-- Exercise brief --
Copy all the lines of the data that include the word "swoole".

-- Supplied entries --

PR #559, opened 2023-09-15
(fix) set memory baseline on MemoryCollector

### LINKED ISSUE #1324: octane(swoole) memory leak
1. Create a new project.

2. Install octane(swoole) and debugbar.

3. Each time the page is refreshed, the memory increases.

4. Set the enabled value to false in config/debugbar.php

5. Each time the page is refreshed, memory is maintained.

### LINKED ISSUE #1434: debug bar showing 19-21mb memory usage on clean install laravel (welcome page)
I have tested it on laravel 8 , 9 and 10. all of them showing 19-21mb usage on welcome page while having fresh installation.
Is this normal or something is wrong with package. I have php v8.1.17 installed. i did composer update as well. but issue remains same. I have watched few installation tutorials. They have less memory usage than mine for same laravel version.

-- Task answer --
### LINKED ISSUE #1324: octane(swoole) memory leak
2. Install octane(swoole) and debugbar.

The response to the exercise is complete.